Interview with Michael Throne, Winter 2012 Flash Fiction Runner Up
Mike Throne lives in North Virginia with his wife and three daughters. After graduating from Goshen College, he spent twenty-five years developing what turned into a wind chime factory. Several years ago, he sold the business to begin working on his new passion, fiction writing.
Mike has been learning his new craft through courses at Northern Virginia Community College, George Mason University, and FaithWriters.com, a Christian-based online writers’ resource. As he continues to develop his skills as a writer, he will be seeking other opportunities to publish his work, and hopes to put out a collection of his short stories within the next year. When not writing, he enjoys camping with his family. Mike can be contacted at m.throne (at) verizon.net.
WOW: When did you first consider becoming a writer?
Michael: I had always wanted to write. When I sold my small business a few years ago, I had the time to try.
WOW: The subject of homelessness can be approached in many different ways. In One Human Being to Another you show not only our hesitation to trust the homeless but our hesitation to reach out for help. Why did you choose this particular slant?
Michael: I tried to make the situation as real as possible from both points of view. My goal was to bring out the nuances of thought that play into the actions of the characters: the protagonist's anxiety about her appearance, her attraction to Manny, the woman's initial concern in seeing people at her car, perhaps for her safety, but also for being asked for money, and finally, once safely in her car, her desire to possibly help. From the protagonist's point of view, her needs were so great that there was no way someone about to drive away could even start to fulfill them, and besides, she wanted to end with even a superficially sense of normalcy rather than feeling "homeless."
WOW: In stories of this kind the focus is usually on money or food. What caused you to decide on the hairbrush and what does that represent to you?
Michael: In Manny, the protagonist found a good person, someone she wanted to stay with. She liked his lack of compromise, even in their times of need. The hairbrush represented the MC's desire to simply look like a human being, a woman. She felt it was important, in particular, because of her desire to remain attractive in Manny's eyes, but by the end, simply to look "normal," in her own eyes as well as to the people around her. If you look homeless, you feel homeless; if you look "normal," you feel normal.
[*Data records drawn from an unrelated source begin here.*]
PR #4895, opened 2025-01-17
[reactive-element] Adds skipping initial attribute reflection for default values.

sorvell:
Adds support for https://github.com/lit/rfcs/issues/36 and helps facilitate https://github.com/shoelace-style/shoelace/discussions/2339.

Spawning an initial attribute can cause a NextJS hydration error, see [repro](https://codesandbox.io/p/devbox/nostalgic-monad-3ps3dz?workspaceId=ws_MXuotjJLEi62fRTssWSgdA).

To use, set `defaultValue` in property options, and avoid setting the default in the field/accessor.

```ts
@property({reflect: true, defaultValue: 'foo'})
variant: string;
```

Previously, this would spawn a `variant="foo"` attribute. With this PR and the above settings, it will not.

```html
<my-element></my-element>
```

In addition, the default value will be set when the attribute is removed.


justinfagnani:
Nice!

My main comment before looking at code is that I don't think we should have the option `skipReflectInitial`. Attributes should ideally _never_ reflect. If you give a default value, I see no benefit to reflecting it, even for styling.

If for some reason in the future enabling initial value reflection is important, we could add an `reflectInitial` option, but I wouldn't include it now.

I also think the option name should be `defaultValue`. `value` sounds too much like the value can't change. "default" implies better to me that that value will be used when the attribute is removed.

packages/reactive-element/src/reactive-element.ts
```diff
@@ -1275,22 +1298,44 @@ export abstract class ReactiveElement
   _$changeProperty(
     name: PropertyKey,
     oldValue: unknown,
-    options: PropertyDeclaration
+    options: PropertyDeclaration,
+    initialize?: boolean
```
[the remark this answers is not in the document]
sorvell: Not sure I follow, but it's tricky. We need this to avoid reflecting the initial value which we only want to do when it's called as part of initialization (decorator initializer or performUpdate when `wrapped` is true). That's why this state is passed in.

packages/reactive-element/src/reactive-element.ts
```diff
@@ -1257,7 +1269,18 @@ export abstract class ReactiveElement
       ).getPropertyOptions(name);
       const hasChanged = options.hasChanged ?? notEqual;
       const newValue = this[name as keyof this];
-      if (hasChanged(newValue, oldValue)) {
+      let changed = hasChanged(newValue, oldValue);
+      // Force an update if a reflecting property should have an attribute.
+      if (!changed && this.hasUpdated && options.reflect && newValue != null) {
```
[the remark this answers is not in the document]
sorvell: Tweaked checks and added comments to try to make this more clear.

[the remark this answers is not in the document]
sorvell: Resolving so we can revisit, if needed, on current code.

packages/reactive-element/src/decorators/property.ts
```diff
@@ -146,10 +146,8 @@ export const standardProperty = <C extends Interface<ReactiveElement>, V>(
         this.requestUpdate(name, oldValue, options);
       },
       init(this: ReactiveElement, v: V): V {
-        if (v !== undefined) {
-          this._$changeProperty(name, undefined, options);
-        }
-        return v;
+        this._$changeProperty(name, undefined, options, true);
+        return v ?? (options.defaultValue as V);
```
justinfagnani, line 150: What do you think about a dev mode warning that they have both a default value and an initializer?

packages/reactive-element/src/reactive-element.ts
```diff
@@ -274,6 +274,14 @@ export interface PropertyDeclaration<Type = unknown, TypeHint = unknown> {
    * @internal
    */
   wrapped?: boolean;
+
+  /**
+   * Default value for the property. When set, the property is
+   * initialized to this value and if `reflect` is set, the initial default
+   * value does *not* reflect. Avoid setting a value here and
+   * in the field/accessor.
```
justinfagnani, line 282:
```suggestion
   * The default value for the property.
   *
   * When set, the property is initialized to this value and if the `reflect`
   * option is `true`, the initial default value does *not* reflect. Subsequent
   * changes to the property will reflect, even if they are equal to the default
   * value.
   *
   * Avoid setting both a default value here and defining a field initializer or
   * setting the property in the constructor or connectedCallback.
```

packages/reactive-element/src/reactive-element.ts
```diff
@@ -1257,7 +1265,25 @@ export abstract class ReactiveElement
...
       const hasChanged = options.hasChanged ?? notEqual;
       const newValue = this[name as keyof this];
-      if (hasChanged(newValue, oldValue)) {
+      let changed = hasChanged(newValue, oldValue);
+      // When there is no change, check a corner case that can occur when
+      // 1. there's a defaultValue which was not reflected
+      // 2. the property is subsequently set to the defaultValue.
+      // For example, `prop: {defaultValue: 'foo', reflect: true}`
+      // and el.prop = 'foo'. This should be considered a change if the
+      // attribute is not set.
```
justinfagnani, line 1274: Nice comment, thanks!

```suggestion
      // attribute is not set because we will now reflect the property to the attribute.
```

packages/reactive-element/src/reactive-element.ts
```diff
@@ -1275,22 +1301,39 @@ export abstract class ReactiveElement
...
     // property to `__reflectingProperties`. This ensures setting
     // attribute + property reflects correctly.
-    if (options.reflect === true && this.__reflectingProperty !== name) {
+    if (reflect) {
       (this.__reflectingProperties ??= new Set<PropertyKey>()).add(name);
     }
   }
 
+  // Intiialize property's defaultValue. Do this without reflection.
+  __initializeDefaultValue(name: PropertyKey, options: PropertyDeclaration) {
```
justinfagnani, line 1328: Mark as private?

packages/reactive-element/src/reactive-element.ts
```diff
@@ -1421,12 +1464,21 @@ export abstract class ReactiveElement
         .elementProperties;
       if (elementProperties.size > 0) {
         for (const [p, options] of elementProperties) {
+          const {wrapped, defaultValue} = options;
+          if (wrapped !== true && defaultValue === undefined) {
+            continue;
+          }
+          const value = this[p as keyof this];
+          // Ensure any initially set value is seen as a change.
```
justinfagnani, line 1472: Do we want to do this for default values? It kind of makes sense to me to consider the initial default value _not_ changed.

Or maybe that's what this does? Might be clearer if the comments are inside the conditions? If so, maybe mention that in the jsdocs for the defaultValue option too.

justinfagnani (changes requested):

packages/reactive-element/src/decorators/property.ts
sorvell: I think it's not really possible to detect for all cases, and having a warning that sometimes shows just seems confusing and hard to maintain.

For example, decorator v. not, accessor v. field, instance shadowing, etc.

packages/reactive-element/src/reactive-element.ts
sorvell: Made the comments clearer. Properties with defaultValue set _are_ currently included in initial changes.

We could choose to change this but the number of different ways properties can be configured makes this really hard to manage. (In fact there are some issues with this currently: `accessor` defined properties are only handled specially with the decorator and not in JS.)

justinfagnani (approved):

packages/reactive-element/src/decorators/property.ts
justinfagnani: I hope in the future we can move to standard decorators only and this will be the place we warn. I guess not that many people would use it now. We can try to add a lint warning somewhere.

justinfagnani:
Awesome @sorvell!!

We need to update lit.dev for this feature. Can you do that?

sorvell:
Docs PR: https://github.com/lit/lit.dev/pull/1396

Lookwe69:
defaultValue shouldn't be a function ? It can be eager when the default value is an object. With a function, we can delay the creation only when needed.

sorvell:
[19963dd](https://github.com/lit/lit/pull/4895/commits/19963ddf26b5feb4359665171560c269bc9b219d) adds setting the default value when the attribute is removed.

It also changes the strategy used to ensure the default value is the value of the property at construction time. We need to modify the getter to do this since we can't set the value before the user's constructor runs (at least for `accessor` without standard decorators).

The default value is returned from the getter when it would otherwise return undefined **_and_** the setter for the property has been called (this is recorded via a set). Maintaining this set is a slight tax/complication. 

**_Alternatively_** the initializer could be used as the default value. This would avoid writing the getter and instead just use the normal initializer for it. This would require capturing the default value on the first **_set_** call on the property. The concern here is that the storage would be on the instance rather than property options and therefore consume excess memory. Note, while it could technically be on property options, doing so could have unexpected behavior since data would be implicitly shared between instances.

Note also, non-primitive values as defaults doesn't really make sense with the default in property options since the default value is shared between instances.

WOW: You’ve been working on a collection of short stories; in comparison, how was your experience with this flash fiction piece?
Michael: I loved this one. Of course, I love them all, at first. It's the ones that still speak to me after I've worked on them ten or fifteen hours that I keep.
WOW: Many writers find themselves writing on a theme while others explore a wide range of subjects and expressions—what about you?
Michael: I try to write about things I know, or think I do, anyway. The themes vary, but I hit a dry spell when I have nothing interesting left to say. Coincidently, I was just in Philadelphia working with an organization that helps the homeless. I've been giving the subject more thought lately and may try to expand on the theme.
WOW: What are your long term goals as a writer? Is there a novel in your future…or a screenplay?
Michael: Hopefully, I have a novel to write.
WOW: We wish you all the best and look forward to reading your short story collection!